PR #21, opened 2017-03-08
Readd FileGroup with fixed children support

dankwart-de:
This was removed as it behaves mostly like Tuples
For some older workflows we still need it. Don't want to break
compatibility here.


RoddyCore/src/de/dkfz/roddy/config/ToolFileParameter.java
```diff
@@ -50,6 +50,34 @@ public ToolFileParameter clone() {
         return new ToolFileParameter(fileClass, _con, scriptParameterName, checkFile, filenamePatternSelectionTag, childFiles, parentVariable);
     }
 
+    @Override
+    public boolean equals(Object o) {
```
vinjana: dito (hashCode)

RoddyCore/src/de/dkfz/roddy/knowledge/methods/GenericMethod.groovy
```diff
@@ -78,6 +78,15 @@ class GenericMethod {
     }
 
     /**
+     * If you need a file group output and the files are already set in the cfg, then this is the right method to call.
```
vinjana: What has this method to do with the config? The configs are not part of the interface, so this is not obvious.

RoddyCore/test/de/dkfz/roddy/config/ToolFileParameterTest.groovy
```diff
@@ -0,0 +1,27 @@
...
+/**
+ * Created by heinold on 08.03.17.
+ */
+@CompileStatic
+public class ToolFileParameterTest {
+    @Test
+    public void testCloneAndEquals() throws Exception {
+        def src = new ToolFileParameter(BaseFile, [], "ABC", new ToolFileParameterCheckCondition(true), "DEF", null, "abc")
+        def clone = src.clone()
+        assert clone == src
```
vinjana: ??? Why are you testing `==` and not `.equals()`? Thus src.clone() could/should return `this`. Also, the issue with the `scriptparameter` can not be found. There is also no negative controls here! You'd need to test with .equals() and have tests in which each one of the values is different.

RoddyCore/src/de/dkfz/roddy/config/ConfigurationFactory.groovy
```diff
@@ -924,22 +924,39 @@ public class ConfigurationFactory {
...
         ToolFileGroupParameter.IndexOptions indexOptions = Enum.valueOf(ToolFileGroupParameter.IndexOptions.class, extractAttributeText(groupNode, "indices", ToolFileGroupParameter.IndexOptions.numeric.name()))
 
         String fileclass = extractAttributeText(groupNode, "fileclass", null);
-        Class genericFileClass = LibrariesFactory.getInstance().loadRealOrSyntheticClass(fileclass, BaseFile.class)
+        int childCount = groupNode.children().size();
         String pName = groupNode.@scriptparameter.text();
 
+        if (fileclass) {
+            Class genericFileClass = LibrariesFactory.getInstance().loadRealOrSyntheticClass(fileclass, BaseFile.class)
+            if (!pName || !fileclass)
```
dankwart-de: Done

RoddyCore/src/de/dkfz/roddy/config/ConfigurationFactory.groovy
```diff
@@ -924,22 +924,39 @@ public class ConfigurationFactory {
...
-        if(!pName || !fileclass)
-            throw new RuntimeException("You have to set both the parametername and the fileclass attribute for filegroup i/o parameter in ${toolID}")
-
-        ToolFileGroupParameter tpg = new ToolFileGroupParameter(filegroupClass, genericFileClass, pName, passas, indexOptions)
-        return tpg
+    @Deprecated
+    private static ToolFileGroupParameter parseChildFilesForFileGroup(NodeChild groupNode, PassOptions passas, String toolID, String pName, Class filegroupClass, ToolFileGroupParameter.IndexOptions indexOptions) {
+        int childCount = groupNode.children().size();
+        List<ToolFileParameter> children = new LinkedList<ToolFileParameter>();
+        if (childCount == 0 && passas != PassOptions.array)
```
dankwart-de: This handles how the files are passed to the jobs. We can talk about this again.

RoddyCore/src/de/dkfz/roddy/config/ToolEntry.java
```diff
@@ -44,6 +44,17 @@ public void apply(BaseFile p) {
         public ToolConstraint clone() {
             return new ToolConstraint(onFailMethod, checkMethod);
         }
+
+        @Override
+        public boolean equals(Object o) {
```
dankwart-de: Didn't know about that rule :D Will do it.

RoddyCore/src/de/dkfz/roddy/config/ToolFileGroupParameter.groovy
```diff
@@ -40,11 +53,38 @@ class ToolFileGroupParameter extends ToolEntry.ToolParameter<ToolFileGroupParame
         this.indexOptions = indexOptions
     }
 
-
+    /**
+     * Copy constructor
```
dankwart-de: It is used as such

RoddyCore/src/de/dkfz/roddy/config/ToolFileGroupParameter.groovy
```diff
@@ -40,11 +53,38 @@ class ToolFileGroupParameter extends ToolEntry.ToolParameter<ToolFileGroupParame
...
+    }
 
     @Override
     ToolFileGroupParameter clone() {
-        return new ToolFileGroupParameter(groupClass, genericFileClass, scriptParameterName, passOptions)
+        return new ToolFileGroupParameter(scriptParameterName, groupClass, genericFileClass,  passOptions, indexOptions, files?.collect { ToolFileParameter tfp -> tfp.clone() })
+    }
+
+    @Override
+    boolean equals(o) {
```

----------

■ EXERCISE PROMPT
The full listing above needs to be output exactly.

■ SOLUTION FOR THIS EXERCISE
PR #21, opened 2017-03-08
Readd FileGroup with fixed children support

dankwart-de:
This was removed as it behaves mostly like Tuples
For some older workflows we still need it. Don't want to break
compatibility here.


RoddyCore/src/de/dkfz/roddy/config/ToolFileParameter.java
```diff
@@ -50,6 +50,34 @@ public ToolFileParameter clone() {
         return new ToolFileParameter(fileClass, _con, scriptParameterName, checkFile, filenamePatternSelectionTag, childFiles, parentVariable);
     }
 
+    @Override
+    public boolean equals(Object o) {
```
vinjana: dito (hashCode)

RoddyCore/src/de/dkfz/roddy/knowledge/methods/GenericMethod.groovy
```diff
@@ -78,6 +78,15 @@ class GenericMethod {
     }
 
     /**
+     * If you need a file group output and the files are already set in the cfg, then this is the right method to call.
```
vinjana: What has this method to do with the config? The configs are not part of the interface, so this is not obvious.

RoddyCore/test/de/dkfz/roddy/config/ToolFileParameterTest.groovy
```diff
@@ -0,0 +1,27 @@
...
+/**
+ * Created by heinold on 08.03.17.
+ */
+@CompileStatic
+public class ToolFileParameterTest {
+    @Test
+    public void testCloneAndEquals() throws Exception {
+        def src = new ToolFileParameter(BaseFile, [], "ABC", new ToolFileParameterCheckCondition(true), "DEF", null, "abc")
+        def clone = src.clone()
+        assert clone == src
```
vinjana: ??? Why are you testing `==` and not `.equals()`? Thus src.clone() could/should return `this`. Also, the issue with the `scriptparameter` can not be found. There is also no negative controls here! You'd need to test with .equals() and have tests in which each one of the values is different.

RoddyCore/src/de/dkfz/roddy/config/ConfigurationFactory.groovy
```diff
@@ -924,22 +924,39 @@ public class ConfigurationFactory {
...
         ToolFileGroupParameter.IndexOptions indexOptions = Enum.valueOf(ToolFileGroupParameter.IndexOptions.class, extractAttributeText(groupNode, "indices", ToolFileGroupParameter.IndexOptions.numeric.name()))
 
         String fileclass = extractAttributeText(groupNode, "fileclass", null);
-        Class genericFileClass = LibrariesFactory.getInstance().loadRealOrSyntheticClass(fileclass, BaseFile.class)
+        int childCount = groupNode.children().size();
         String pName = groupNode.@scriptparameter.text();
 
+        if (fileclass) {
+            Class genericFileClass = LibrariesFactory.getInstance().loadRealOrSyntheticClass(fileclass, BaseFile.class)
+            if (!pName || !fileclass)
```
dankwart-de: Done

RoddyCore/src/de/dkfz/roddy/config/ConfigurationFactory.groovy
```diff
@@ -924,22 +924,39 @@ public class ConfigurationFactory {
...
-        if(!pName || !fileclass)
-            throw new RuntimeException("You have to set both the parametername and the fileclass attribute for filegroup i/o parameter in ${toolID}")
-
-        ToolFileGroupParameter tpg = new ToolFileGroupParameter(filegroupClass, genericFileClass, pName, passas, indexOptions)
-        return tpg
+    @Deprecated
+    private static ToolFileGroupParameter parseChildFilesForFileGroup(NodeChild groupNode, PassOptions passas, String toolID, String pName, Class filegroupClass, ToolFileGroupParameter.IndexOptions indexOptions) {
+        int childCount = groupNode.children().size();
+        List<ToolFileParameter> children = new LinkedList<ToolFileParameter>();
+        if (childCount == 0 && passas != PassOptions.array)
```
dankwart-de: This handles how the files are passed to the jobs. We can talk about this again.

RoddyCore/src/de/dkfz/roddy/config/ToolEntry.java
```diff
@@ -44,6 +44,17 @@ public void apply(BaseFile p) {
         public ToolConstraint clone() {
             return new ToolConstraint(onFailMethod, checkMethod);
         }
+
+        @Override
+        public boolean equals(Object o) {
```
dankwart-de: Didn't know about that rule :D Will do it.

RoddyCore/src/de/dkfz/roddy/config/ToolFileGroupParameter.groovy
```diff
@@ -40,11 +53,38 @@ class ToolFileGroupParameter extends ToolEntry.ToolParameter<ToolFileGroupParame
         this.indexOptions = indexOptions
     }
 
-
+    /**
+     * Copy constructor
```
dankwart-de: It is used as such

RoddyCore/src/de/dkfz/roddy/config/ToolFileGroupParameter.groovy
```diff
@@ -40,11 +53,38 @@ class ToolFileGroupParameter extends ToolEntry.ToolParameter<ToolFileGroupParame
...
+    }
 
     @Override
     ToolFileGroupParameter clone() {
-        return new ToolFileGroupParameter(groupClass, genericFileClass, scriptParameterName, passOptions)
+        return new ToolFileGroupParameter(scriptParameterName, groupClass, genericFileClass,  passOptions, indexOptions, files?.collect { ToolFileParameter tfp -> tfp.clone() })
+    }
+
+    @Override
+    boolean equals(o) {
```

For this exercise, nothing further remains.